(Collected data entries)
Issue #1000, opened 2024-07-29
Feature request: index wikilinks in frontmatter


Maarrk:
Described in ["Live" Wiki Links in Frontmatter - General - SilverBullet Community](https://community.silverbullet.md/t/live-wiki-links-in-frontmatter/760) Community post.

Could be implemented by indexing text content of `FrontMatter` nodes, in a way similar to template code blocks:
https://github.com/silverbulletmd/silverbullet/blob/75471fa86b8eeac62685ed8e6355aa68737b2d4d/plugs/index/page_links.ts#L128-L140

I also run into it previously, I wanted to get book authors this way, but backlinks wouldn't work from frontmatter. I think it's expected to work, since there already is page link autocompletion inside frontmatter now.

Should the page ref get a `inFrontmatter` field like `asTemplate`?

zefhemel:
Sounds good. Question is how to detect wiki links. I'd suggest we follow the convention used in eg SETTINGS of expecting a `"[[link]]"` YAML value, you also get page completion that way. Note that values without those quotes are parsed by YAML as doubly nested links which is messy.

Maarrk:
I believe it's closed with #1066

Issue #736, opened 2024-02-22
Autocomplete on #tags and in frontmatter tags:


henrikx:
There should be autocompletion of tags while typing # for an inline tag or while writing tags in the frontmatter.

gorootde:
There actually is. Tags (once used anywhere in your space) are autocompleted after typing `#` + the first letter. In frontmatter you may use `tags: "#template"` to get auto competition. This only works when using double quotes.

zefhemel:
Would be nicer to get it without the # though. I agree.

henrikx:
Ah, I can see the autocomplete now. The reason why I thought it wasn't there was because I am running into some issues with it:

I like using tags with parents, e.g. `#test:testparent`, but this doesn't work with autocomplete. See:
![image](https://github.com/silverbulletmd/silverbullet/assets/10342989/8877a854-0512-4464-bb35-17a43d58bfd4)

Maarrk:
Another request from a friend who uses tags intensely would be to have a key to manually trigger tag completion like `Ctrl+Space` that shows suggestions after just # to avoid trying #a #b #c...

I'd say that it shouldn't always autocomplete after first # because it would pop out when typing headers.

---
Maybe triggering the hint with a key would make it simpler to invoke inside frontmatter. This could also be used anywhere in text, like let's say I have a word and I want to turn it into a similar tag that already exists, but I don't want to retype it all

PR #1066, opened 2024-08-27
Index wikilinks in frontmatter strings

Maarrk:
This implements #1000

The link is indexed only if it is the full content of a string node (allowing for quotes and whitespace) to discourage writing essays in the frontmatter :smile:

I added an explanation why the quotes are needed on YAML page, I can't think of a page to document that the feature exists at all, I think it's discoverable by looking at `indexPage` in SETTINGS

### DIFF
--- a/plugs/index/page_links.ts
+++ b/plugs/index/page_links.ts
@@ -1,4 +1,5 @@
 import {
+  collectNodesOfType,
   findNodeOfType,
   renderToText,
   traverseTree,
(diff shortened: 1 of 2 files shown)


Maarrk:
Short demo of what it allows, credit to [Raphwriter](https://community.silverbullet.md/t/live-wiki-links-in-frontmatter/760)

Zrzut ekranu z 2024-08-27 13-31-38

Zrzut ekranu z 2024-08-27 13-33-07

I'm starting to think they should be clickable after all. For that the cleanest approach would be to also recognise `WikiLink` nodes inside the frontmatter parse tree right? Should it include `space-config` as well?

Maarrk:
Would be nice to make them clickable, but I think that becomes a much larger feature, since they shouldn't hide the `[[` `]]` like links in normal text do when cursor is away. Same for tags in frontmatter.

Considering #736 this would be almost like another editor mode when inside frontmatter: different widgets, different autocomplete etc., I don't know how I would approach that. Hope this bit here helps

Maarrk:
Funnily enough, it did work in a small test space, but in my main one, I can't get the frontmatter mention to show up at all. I will look into it more these days, thanks for the heads up 👍

Maarrk:
Sorry for the delay, but the error was actually quite inconsistent to replicate. At the end I found it's a problem when reusing a Regex object with a global flag for multiple `.exec()` calls.

References:
https://stackoverflow.com/a/4724920/8531075
https://developer.mozilla.org/en-US/docs/Web/JavaScript/Reference/Global_Objects/RegExp/lastIndex

---

There are multiple places in the codebase with `someImportedRegex.exec(text)`. When the const object is actually created is not obvious (at least for me). It's possible that every call site like this should have `someImportedRegex.lastIndex = 0` before, for general reliability improvement. Recreating the Regex everytime makes more sense, but is probably slower.

zefhemel:
Seems to work as advertised now. Thanks!

zefhemel:
And interesting that these regexes are indeed stateful, I don't like that. It may indeed be better not to define them as globals in that case... Labeling them as `const` makes this even more confusing.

To do. Above are the entries. Copy exactly the part that opens with the line containing "Maybe triggering the" and closes with the line containing "This implements #1000", and no more.

Answer below.
Maybe triggering the hint with a key would make it simpler to invoke inside frontmatter. This could also be used anywhere in text, like let's say I have a word and I want to turn it into a similar tag that already exists, but I don't want to retype it all

PR #1066, opened 2024-08-27
Index wikilinks in frontmatter strings

Maarrk:
This implements #1000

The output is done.